本项目的研究内容属于分形几何和偏微分方程等的交叉领域.项目拟通过建立分形Strichartz估计和守恒律等工具,研究由分形测度定义的非线性分形薛定谔方程.具体研究内容如下:(1)建立适用于分形薛定谔方程的分形Strichartz估计; (2)利用分形Strichartz估计和经典偏微分方程理论中的方法,研究非线性薛定谔方程的局部适定性问题,包括局部解的存在性与唯一性,爆破准则和对初值函数的连续依赖性等内容;(3)通过建立守恒律和能量估计,研究非线性分形薛定谔方程的整体适定性问题.本项目的研究不仅将丰富和发展分形几何和偏微分方程等理论, 而且在量子力学和尺度相对论等领域中较强的应用价值.

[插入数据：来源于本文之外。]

PR #11225, opened 2025-10-01
feat: Make name style changes apply instantly to all citizens

haggbart:
- Name style changes now apply instantly to all existing citizens and visitors
- Added ColonyNameStyleChangedModEvent

Previously, when changing the colony name pack (e.g., from Spanish to Norse), existing citizens would keep their old names. This created an inconsistency where players could change citizen appearance instantly with texture styles, but names only updated for newly spawned citizens.

## Testing

Review please 

Referencing #11223 🤡

## To be decided
- [ ] Button vs config option (if we want that)

A button could work something like this:
image

This would cover feature request https://github.com/ldtteam/minecolonies-features/issues/740


Raycoms (commented):
I've been thinking about this. I think we should store in the citizen-data the name-pack, so that only citizens are renamed when the namepack doesn't match. If on-load this is empty (and not special-name), we can query it from the colony.

Then we can only display the button if there are citizens with non matching names for the pack.

hasPreservedName should be maybe something around "specialName".

src/main/java/com/minecolonies/core/colony/CitizenData.java
```diff
@@ -1159,6 +1180,21 @@ public void setName(final String name)
...
+        this.name = name;
+        this.hasPreservedName = isPreserved;
+        markDirty(0);
+    }
+
+    @Override
+    public void setHasPreservedName(final boolean hasPreservedName)
+    {
+        this.hasPreservedName = hasPreservedName;
+        markDirty(0);
```
Raycoms: This can be 60, doesn't need to be synched to the client quickly

haggbart:
> I've been thinking about this. I think we should store in the citizen-data the name-pack, so that only citizens are renamed when the namepack doesn't match. If on-load this is empty (and not special-name), we can query it from the colony.
> 
> Then we can only display the button if there are citizens with non matching names for the pack.
> 
> hasPreservedName should be maybe something around "specialName".

Feels a bit overengineered tracking all this just to hide a button, but yeah it's cleaner UX. 

I realigned the buttons with consistent spacing and increased the dropdown height so you can see more name packs at once.
   
Screenshot 2025-10-18 at 17 56 48

someaddons:
We should add a nametag cost to the button, as that hooks nicely into how you rename things in vanilla. 
1 Nametag per 25 citizens sounds reasonable(minimum 1)
That'll need the citizen sync their nametagpack to the client then, then you also dont need to send the boolean on the colony for hasmismatched, instead you can do that logic on the client directly(think you dont need to do it for visitors, those are short-lived anyways)

haggbart:
> We should add a nametag cost to the button, as that hooks nicely into how you rename things in vanilla. 1 Nametag per 25 citizens sounds reasonable(minimum 1) That'll need the citizen sync their nametagpack to the client then, then you also dont need to send the boolean on the colony for hasmismatched, instead you can do that logic on the client directly(think you dont need to do it for visitors, those are short-lived anyways)

Interesting idea, I made a quick and dirty draft (#11306). Something like this you had in mind?

Thodor12:
Please don't open entirely new PR's with the same code unless you explicitly make them drafts and state they are a hard dependency on another PR.
Closing in favor of #11306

本项目着重研究了分形上的热方程、波动方程、薛定谔方程、薛定谔算子和Strichartz估计等分析问题。具体研究内容如下：(1) 利用分形测度的几何性质和经典偏微分方程的理论，我们得到了分形上的热方程、波动方程、薛定谔方程解的存在唯一性和数值逼近等结果。(2) 利用分形Laplace算子的分析性质和经典分析中的技巧，得到了分形薛定谔算子的特征值渐进估计等结果。本项目已发表SCIE论文5篇，已接收待发表SCIE论文1篇，已投稿论文2篇。项目负责人参加会议5次, 作学术报告1次。